Technika umożliwiająca stwierdzenie zakażenia Dermatophilus spp.:
- drobne fragmenty złuszczonego naskórka lub strupów umieszcza się w buteleczce i zalewa 1 ml wody destylowanej, a następnie inkubuje z luźno założoną nakrętką w temperaturze pokojowej przez 3-4 godziny
- pokrywkę usuwa się i buteleczkę umieszcza pod szklanym dzwonem, we wnętrzu którego uzyskuje się atmosferę zawierającą 20% CO2 przez zapalenie świeczki wewnątrz dzwonka
- po 15 minutach przenosi się 1 kroplę roztworu na agar z krwią i inkubuje w temperaturze 37°C przez 24-48 godzin w atmosferze zawierającej 20% CO2
- uzyskuje się wzrost licznych drobnych kolonii (zazwyczaj w czystej kulturze), w barwionych rozmazach z kolonii widoczne są typowe rozgałęzione struktury przypominające rulony monet.

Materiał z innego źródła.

PR #1988, opened 2022-07-12
Create permissible-metadata-content

nataled:
NOTE: This file begins the process of collecting information needed to fill out YAML files containing ontology metadata. The JSON schema is used for this purpose because it (presumably) contains all the fields that can be filled in. It will be prettied up as we go along.


faq/permissible-metadata-content.md
```diff
@@ -0,0 +1,15 @@
...
+
+## What can I put in the 'publications' field?
+Allowed number of entries: *any*<br>
+Each entry under this field should have one 'id' subfield and one 'title' subfield with content as indicated:
+- id: \<cited reference> The cited reference must take the form of a URI (e.g., https://...") that points to one of the following permitted resources: PubMed, PubMed Central, and the Digital Object Identifier (DOI) service. Note that preprint servers such as arXiv, bioRxiv, medRxiv, and ChemRxiv--as well as alternative hosting platforms such as Zenodo and FigShare--can still be used, but not directly. For example, instead of a direct link to Zenodo such as  https://zenodo.org/record/6685957, the equivalent DOI record https://doi.org/10.5281/zenodo.6685957 should be used. Links to Semantic Scholar (https://www.semanticscholar.org) or CEUR-WS (http://ceur-ws.org/) are not permitted. As an alternative, the Zenodo platform can be used to upload content that does not have a home in any of the permitted resources.
+
+- title: <title of cited reference> Technically this is a free-text field, but best practice is to use the title of the publication cited under the 'id' subfield.
```
cthoyt, line 15: wouldn't bother too much with this since we can automate getting the appropriate values for this

faq/permissible-metadata-content.md
```diff
@@ -0,0 +1,15 @@
...
+
+NOTE: In the instructions below, items in angle brackets--including the brackets <> themselves--should be replaced by the appropriate content.
+
+## What can I put in the 'publications' field?
+Allowed number of entries: *any*<br>
+Each entry under this field should have one 'id' subfield and one 'title' subfield with content as indicated:
+- id: \<cited reference> The cited reference must take the form of a URI (e.g., https://...") that points to one of the following permitted resources: PubMed, PubMed Central, and the Digital Object Identifier (DOI) service. Note that preprint servers such as arXiv, bioRxiv, medRxiv, and ChemRxiv--as well as alternative hosting platforms such as Zenodo and FigShare--can still be used, but not directly. For example, instead of a direct link to Zenodo such as  https://zenodo.org/record/6685957, the equivalent DOI record https://doi.org/10.5281/zenodo.6685957 should be used. Links to Semantic Scholar (https://www.semanticscholar.org) or CEUR-WS (http://ceur-ws.org/) are not permitted. As an alternative, the Zenodo platform can be used to upload content that does not have a home in any of the permitted resources.
```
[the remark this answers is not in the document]
nataled: Two reasons for this: (1) In general we avoid making value judgements in our explanations ("this site is good", "this site is bad"); and (2) the rationale itself doesn't provide the typical user with actionable information. What I mean is...well, let's take the Principles as examples. The provided rationales ('purposes' using the terminology there) are clearly understood and in themselves offer guidance. For this FAQ, the user would have to know that X is first-party while Y is not, and would have to reconcile the fact that DOIs are actually never first party. They'd also need to have some inkling that X has programmatically-accessible metadata while Y does not (which is the real issue, I believe). As we are aiming for simplicity, the EWG decided that the rationale cannot easily be understood, reconciled, or acted upon without a lot of background information, so opted to remove it.

faq/permissible-metadata-content.md
nataled: Since this is a subfield currently specified in the metadata file, for completeness it must be described. Once the automation is implemented, presumably the subfield will be removed and the description will be removed at the same time. Same situation as for the CURIEs; we cannot describe something not yet implemented. It's the price one pays for getting something quickly rather than waiting for full implementation.

matentzn (approved):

Próbki do badania histologicznego
W celu pobrania próbek do badania histopatologicznego konieczne jest wykonanie biopsji (ryc. 8 i 9), której wartości diagnostycznej nie należy jednak przeceniać. Wiele różnych zaburzeń chorobowych może powodować prawie identyczne zmiany histopatologiczne. Powoduje to, że patolodzy często nie mogą ustalić jednoznacznego rozpoznania. Nie jest rozsądne oczekiwanie, że patolog będzie w stanie pomóc w każdym przypadku. Największe szanse powodzenia istnieją, gdy histopatolog ma do dyspozycji dokładny wywiad, szczegółowy opis kliniczny oraz starannie wybrane wycinki skóry dotkniętej procesem chorobowym. Próbki skóry w warunkach prawidłowych są pobierane w celu ustalenia jednoznacznego rozpoznania, stwierdzenia określonych zmian klinicznych, monitorowania przebiegu choroby oraz potwierdzenia doszczętności usunięcia zmian nowotworowych.